Segment Start: Raw data

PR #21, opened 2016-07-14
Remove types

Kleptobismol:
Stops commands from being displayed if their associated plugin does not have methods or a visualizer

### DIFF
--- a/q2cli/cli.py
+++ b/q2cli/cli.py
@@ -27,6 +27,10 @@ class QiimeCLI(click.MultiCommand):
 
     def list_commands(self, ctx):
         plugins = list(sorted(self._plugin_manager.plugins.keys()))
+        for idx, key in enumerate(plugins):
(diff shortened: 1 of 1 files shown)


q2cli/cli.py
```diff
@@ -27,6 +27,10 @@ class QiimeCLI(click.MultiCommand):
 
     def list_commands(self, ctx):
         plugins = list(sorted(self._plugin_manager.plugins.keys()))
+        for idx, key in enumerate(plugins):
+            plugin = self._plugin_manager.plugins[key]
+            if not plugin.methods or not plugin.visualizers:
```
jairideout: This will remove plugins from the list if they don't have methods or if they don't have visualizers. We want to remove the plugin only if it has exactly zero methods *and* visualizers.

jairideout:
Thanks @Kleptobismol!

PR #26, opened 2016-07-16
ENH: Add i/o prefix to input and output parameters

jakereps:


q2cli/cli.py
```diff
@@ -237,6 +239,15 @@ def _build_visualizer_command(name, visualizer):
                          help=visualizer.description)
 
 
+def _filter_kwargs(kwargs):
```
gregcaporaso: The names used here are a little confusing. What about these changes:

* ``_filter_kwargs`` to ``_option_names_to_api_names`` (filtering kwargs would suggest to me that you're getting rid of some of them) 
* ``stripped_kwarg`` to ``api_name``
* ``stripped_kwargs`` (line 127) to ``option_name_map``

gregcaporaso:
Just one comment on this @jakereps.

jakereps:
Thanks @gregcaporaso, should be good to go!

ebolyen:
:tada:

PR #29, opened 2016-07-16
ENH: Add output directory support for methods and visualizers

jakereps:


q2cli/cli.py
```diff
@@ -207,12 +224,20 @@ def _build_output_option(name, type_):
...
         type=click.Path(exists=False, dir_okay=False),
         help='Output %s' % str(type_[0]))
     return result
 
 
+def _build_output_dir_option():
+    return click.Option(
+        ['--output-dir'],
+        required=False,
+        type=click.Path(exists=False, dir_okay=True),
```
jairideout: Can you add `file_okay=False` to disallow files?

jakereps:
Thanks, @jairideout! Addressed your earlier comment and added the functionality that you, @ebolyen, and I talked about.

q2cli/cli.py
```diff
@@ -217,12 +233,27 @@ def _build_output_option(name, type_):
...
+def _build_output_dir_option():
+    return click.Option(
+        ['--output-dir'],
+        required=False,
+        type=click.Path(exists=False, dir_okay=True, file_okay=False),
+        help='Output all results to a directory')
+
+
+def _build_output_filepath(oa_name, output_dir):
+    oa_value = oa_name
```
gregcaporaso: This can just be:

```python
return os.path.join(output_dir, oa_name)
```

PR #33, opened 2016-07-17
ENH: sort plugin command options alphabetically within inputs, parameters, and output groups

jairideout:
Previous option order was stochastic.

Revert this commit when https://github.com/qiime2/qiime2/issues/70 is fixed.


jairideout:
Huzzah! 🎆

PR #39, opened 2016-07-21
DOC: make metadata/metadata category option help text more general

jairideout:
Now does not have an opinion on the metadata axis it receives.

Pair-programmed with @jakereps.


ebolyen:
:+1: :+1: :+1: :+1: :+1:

Segment End: Raw data

*Task item*
Transcribe all of the material above so that it matches the source exactly.

*Written answer*
PR #21, opened 2016-07-14
Remove types

Kleptobismol:
Stops commands from being displayed if their associated plugin does not have methods or a visualizer

### DIFF
--- a/q2cli/cli.py
+++ b/q2cli/cli.py
@@ -27,6 +27,10 @@ class QiimeCLI(click.MultiCommand):
 
     def list_commands(self, ctx):
         plugins = list(sorted(self._plugin_manager.plugins.keys()))
+        for idx, key in enumerate(plugins):
(diff shortened: 1 of 1 files shown)


q2cli/cli.py
```diff
@@ -27,6 +27,10 @@ class QiimeCLI(click.MultiCommand):
 
     def list_commands(self, ctx):
         plugins = list(sorted(self._plugin_manager.plugins.keys()))
+        for idx, key in enumerate(plugins):
+            plugin = self._plugin_manager.plugins[key]
+            if not plugin.methods or not plugin.visualizers:
```
jairideout: This will remove plugins from the list if they don't have methods or if they don't have visualizers. We want to remove the plugin only if it has exactly zero methods *and* visualizers.

jairideout:
Thanks @Kleptobismol!

PR #26, opened 2016-07-16
ENH: Add i/o prefix to input and output parameters

jakereps:


q2cli/cli.py
```diff
@@ -237,6 +239,15 @@ def _build_visualizer_command(name, visualizer):
                          help=visualizer.description)
 
 
+def _filter_kwargs(kwargs):
```
gregcaporaso: The names used here are a little confusing. What about these changes:

* ``_filter_kwargs`` to ``_option_names_to_api_names`` (filtering kwargs would suggest to me that you're getting rid of some of them) 
* ``stripped_kwarg`` to ``api_name``
* ``stripped_kwargs`` (line 127) to ``option_name_map``

gregcaporaso:
Just one comment on this @jakereps.

jakereps:
Thanks @gregcaporaso, should be good to go!

ebolyen:
:tada:

PR #29, opened 2016-07-16
ENH: Add output directory support for methods and visualizers

jakereps:


q2cli/cli.py
```diff
@@ -207,12 +224,20 @@ def _build_output_option(name, type_):
...
         type=click.Path(exists=False, dir_okay=False),
         help='Output %s' % str(type_[0]))
     return result
 
 
+def _build_output_dir_option():
+    return click.Option(
+        ['--output-dir'],
+        required=False,
+        type=click.Path(exists=False, dir_okay=True),
```
jairideout: Can you add `file_okay=False` to disallow files?

jakereps:
Thanks, @jairideout! Addressed your earlier comment and added the functionality that you, @ebolyen, and I talked about.

q2cli/cli.py
```diff
@@ -217,12 +233,27 @@ def _build_output_option(name, type_):
...
+def _build_output_dir_option():
+    return click.Option(
+        ['--output-dir'],
+        required=False,
+        type=click.Path(exists=False, dir_okay=True, file_okay=False),
+        help='Output all results to a directory')
+
+
+def _build_output_filepath(oa_name, output_dir):
+    oa_value = oa_name
```
gregcaporaso: This can just be:

```python
return os.path.join(output_dir, oa_name)
```

PR #33, opened 2016-07-17
ENH: sort plugin command options alphabetically within inputs, parameters, and output groups

jairideout:
Previous option order was stochastic.

Revert this commit when https://github.com/qiime2/qiime2/issues/70 is fixed.


jairideout:
Huzzah! 🎆

PR #39, opened 2016-07-21
DOC: make metadata/metadata category option help text more general

jairideout:
Now does not have an opinion on the metadata axis it receives.

Pair-programmed with @jakereps.


ebolyen:
:+1: :+1: :+1: :+1: :+1:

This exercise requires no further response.